Background: The performance of Deprox aerosolized hydrogen peroxide (aHP) has not been extensively studied in real-world clinical settings. A comparative study of aHP terminal disinfection was conducted in a Burns Unit and its performance compared to physical cleaning alone.
Methods: Environmental surfaces were sampled pre-cleaning, post-cleaning and post-aHP disinfection. Samples were cultured for MRSA, VRE, Gram-negative multi-resistant organisms and other Gram-negative bacilli.
Results: 310 sites were sampled. There was a reduction in the rates of contaminated surfaces post-aHP, though pathogens were still recoverable in most cases, except for VRE. There was a marked reduction in MRSA contamination of soft surfaces (12% post-clean vs 6% post-aHP), and patient room surfaces (8.3% post-clean vs 2.8% post-aHP). It does not work as well for MRSA in bathrooms: 7% of surfaces were positive post-clean, and 9% post-aHP. There was a reduction in multiresistant Gram-negative bacteria (7%-3%), mostly due to drains (33%-13%).

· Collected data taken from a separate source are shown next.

PR #490, opened 2025-01-18
feat: simplify serialization of proof plans for EVM compatibility

JayWhite2357:
# Rationale for this change

Previously I merged a custom EVM serializer for the query plan. This incurs a maintenance cost. This PR leverages serde instead, at the cost of a bit less flexibility.

The `DynProofPlan` is converted to a simplified plan. The main change is removing any table and column references.
This simplified plan can be serialized using serde (in particular, bincode+bigendian+fixint gives an easy EVM format).
Ultimately, this is used by an `EVMProofPlan` that is a newtype wrapper around `DynProofPlan` that serializes through this simplified plan. This allows `EVMProofPlan` to implement `ProofPlan` while still having a serialization different from the more complex `DynProofPlan`s.

# Are these changes tested?
Yes. Later PRs will demonstrate EVM compatibility.


crates/proof-of-sql/src/sql/evm_proof_plan/proof_plan.rs
```diff
@@ -0,0 +1,103 @@
...
+        let columns = column_refs
+            .into_iter()
+            .map(|column_ref| {
+                table_refs
+                    .get_index_of(&column_ref.table_ref())
+                    .map(|table_index| (table_index, column_ref.column_id().to_string()))
+            })
+            .collect::<Option<_>>()
+            .ok_or(Error::TableNotFound)
+            .map_err(serde::ser::Error::custom)?;
```
Dustin-Ray, line 53: NIT: You _could_ potentially write this as:

```rust
let columns = column_refs
    .into_iter()
    .map(|column_ref| {
        let table_index = table_refs
            .get_index_of(&column_ref.table_ref())
            .ok_or(Error::TableNotFound)?;
        Ok((table_index, column_ref.column_id().to_string()))
    })
    .collect::<Result<Vec<(usize, String)>, Error>>() // Error specified here
    .map_err(serde::ser::Error::custom)?;  
```

Which may or may not be more readable depending on personal preference, but the original is fine too.

crates/proof-of-sql/src/sql/evm_proof_plan/proof_plan.rs
```diff
@@ -0,0 +1,103 @@
...
+pub struct EVMProofPlan(pub DynProofPlan);
+
+impl Serialize for EVMProofPlan {
+    fn serialize<S: Serializer>(&self, serializer: S) -> Result<S::Ok, S::Error> {
+        #[derive(Serialize)]
+        struct CompactPlan {
+            tables: Vec<String>,
+            columns: Vec<(usize, String)>,
+            plan: Plan,
+        }
```
Dustin-Ray, line 37: NIT: Its interesting seeing this struct in the method vs the module, as long as this never gets used anywhere else I think its ok. Does it need any doc comments at all? Maybe not as important if its just serialized and sent over the wire

crates/proof-of-sql/src/sql/evm_proof_plan/proof_plan.rs
```diff
@@ -0,0 +1,103 @@
...
+            .verifier_evaluate(builder, accessor, result, one_eval_map)
+    }
+    fn get_column_result_fields(&self) -> Vec<ColumnField> {
+        self.0.get_column_result_fields()
+    }
+    fn get_column_references(&self) -> IndexSet<ColumnRef> {
+        self.0.get_column_references()
+    }
+    fn get_table_references(&self) -> IndexSet<TableRef> {
+        self.0.get_table_references()
```
Dustin-Ray, line 83: NIT: named fields are always more readable compared to tuple indexing

crates/proof-of-sql/src/sql/evm_proof_plan/exprs.rs
```diff
@@ -0,0 +1,82 @@
...
+        database::{ColumnRef, LiteralValue},
+        map::IndexSet,
+    },
+    sql::proof_exprs::{self, DynProofExpr},
+};
+use alloc::boxed::Box;
+use serde::Serialize;
+
+#[derive(Serialize)]
+pub enum Expr {
```
Dustin-Ray, line 13: A small doc comment here might be nice

crates/proof-of-sql/src/sql/evm_proof_plan/exprs.rs
```diff
@@ -0,0 +1,82 @@
...
+    Column(ColumnExpr),
+    Equals(EqualsExpr),
+    Literal(LiteralExpr),
+}
+impl Expr {
+    pub fn try_from_proof_expr(
```
Dustin-Ray, line 19: Same here, a doc comment on anything pub would be nice, unless theres a good reason not to do so for this method.

Dustin-Ray:
Overall it's looking good, theres some inconsistency with the comments on ```pub``` methods and enums, but maybe theres a good reason for that here.

crates/proof-of-sql/src/sql/evm_proof_plan/proof_plan.rs
JayWhite2357: I put it inside the method since I wanted to make it very clear that this should only ever be use to serialize it. (De-serialization isn't possible since this is lossy.)

crates/proof-of-sql/src/sql/evm_proof_plan/proof_plan.rs
JayWhite2357: See my fixup commit: https://github.com/spaceandtimelabs/sxt-proof-of-sql/pull/490/commits/4111da94b5f7fef22ea929ec3b4b707ffa7526bb.

crates/proof-of-sql/src/sql/evm_proof_plan/proof_plan.rs
JayWhite2357: See my fixup commit: https://github.com/spaceandtimelabs/sxt-proof-of-sql/pull/490/commits/4111da94b5f7fef22ea929ec3b4b707ffa7526bb.

crates/proof-of-sql/src/sql/evm_proof_plan/exprs.rs
JayWhite2357: See my fixup commit: https://github.com/spaceandtimelabs/sxt-proof-of-sql/pull/490/commits/4111da94b5f7fef22ea929ec3b4b707ffa7526bb.

crates/proof-of-sql/src/sql/evm_proof_plan/exprs.rs
JayWhite2357: See my fixup commit: https://github.com/spaceandtimelabs/sxt-proof-of-sql/pull/490/commits/4111da94b5f7fef22ea929ec3b4b707ffa7526bb.

PR #492, opened 2025-01-19
fix: type conversion in expression aggregation

offensif:

# Rationale for this change

The original code uses a .into() call after the Expression::Aggregation { ... }. However, the expr field type in AliasedResultExpr expects Box<Expression>, and the additional conversion via .into() may be redundant. The correct way is to directly create the Box<Expression> without using .into().


iajoiner (approved):
@offensif Really thanks for your contribution! This looks good!

PR #502, opened 2025-01-22
feat: add increasing gadget

iajoiner:
Please be sure to look over the pull request guidelines here: https://github.com/spaceandtimelabs/sxt-proof-of-sql/blob/main/CONTRIBUTING.md#submit-pr.

Depends on #487

# Please go through the following checklist
- [x] The PR title and commit messages adhere to guidelines here: https://github.com/spaceandtimelabs/sxt-proof-of-sql/blob/main/CONTRIBUTING.md. In particular `!` is used if and only if at least one breaking change has been introduced.
- [x] I have run the ci check script with `source scripts/run_ci_checks.sh`.

# Rationale for this change
This is a very simple gadget that is a variant of the uniqueness one (please merge that first) which can be used for ordering.

# What changes are included in this PR?
- add increasing gadget.

# Are these changes tested?

Yes.

PR #503, opened 2025-01-22
feat: add monotonic gadget

iajoiner:
Replaces #487 and #502

# Rationale for this change
In order to do inner joins and ordering we need to be able to prove that a single column is increasing, strictly or not.

- add monotonic gadget.

# Are these changes tested?

Yes.

### DIFF
--- a/crates/proof-of-sql/src/sql/proof_gadgets/monotonic.rs
+++ b/crates/proof-of-sql/src/sql/proof_gadgets/monotonic.rs
@@ -1,0 +1,143 @@
+//! Prove that a column is increasing or decreasing, strictly or non-strictly.
+use super::{
+    final_round_evaluate_shift, first_round_evaluate_shift, prover_evaluate_sign,
+    verifier_evaluate_sign, verify_shift,
+};
+use crate::{
+    base::{proof::ProofError, scalar::Scalar},
+    sql::proof::{FinalRoundBuilder, FirstRoundBuilder, VerificationBuilder},
+};
+use alloc::vec;
+use bumpalo::Bump;
+
+/// Perform first round evaluation of monotonicity.
+pub(crate) fn first_round_evaluate_monotonic<S: Scalar>(
+    builder: &mut FirstRoundBuilder<'_, S>,
+    num_rows: usize,
+) {
+    builder.produce_one_evaluation_length(num_rows + 1);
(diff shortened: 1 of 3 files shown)


crates/proof-of-sql/src/sql/proof_gadgets/monotonic.rs
```diff
@@ -0,0 +1,132 @@
...
+
+/// Perform final round evaluation of monotonicity.
+#[allow(clippy::too_many_arguments)]
+pub(crate) fn final_round_evaluate_monotonic<'a, S: Scalar>(
+    builder: &mut FinalRoundBuilder<'a, S>,
+    alloc: &'a Bump,
+    alpha: S,
+    beta: S,
+    column: &'a [S],
+    strictness: bool,
```
JayWhite2357, line 30: Can we make this a const generic?

crates/proof-of-sql/src/sql/proof_gadgets/monotonic.rs
```diff
@@ -0,0 +1,132 @@
...
+    let sign_eval = verifier_evaluate_sign(builder, ind_eval, shifted_one_eval)?;
+    let singleton_one_eval = builder.mle_evaluations.singleton_one_evaluation;
+    let allowed_evals = if strictness {
+        vec![
+            one_eval,
+            shifted_one_eval - singleton_one_eval,
+            one_eval - singleton_one_eval,
+        ]
+    } else {
+        vec![
```
JayWhite2357, line 120:
```suggestion
        [
            one_eval,
            shifted_one_eval - singleton_one_eval,
            one_eval - singleton_one_eval,
        ]
    } else {
        [
```

crates/proof-of-sql/src/sql/proof_gadgets/monotonic.rs
iajoiner: @JayWhite2357 You mean make strictness a const parameter?

JayWhite2357: Also, I think it would be pretty easy to add an `increasing` parameter as well so that we can make this any of
* strictly increasing
* non-strictly increasing
* strictly decreasing
* non-strictly decreasing

JayWhite2357 (approved):
Looks great! Thanks.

Conclusion: aHP is a useful method of environmental disinfection, especially for Gram-negative pathogens in drains and MRSA on hard and soft surfaces. Where ongoing acquisition of MRSA is a problem, an adjunctive method of terminal disinfection in bathrooms could be considered.
Keywords: Aerosolized hydrogen peroxide; Deprox; Environmental cleaning; Environmental contamination.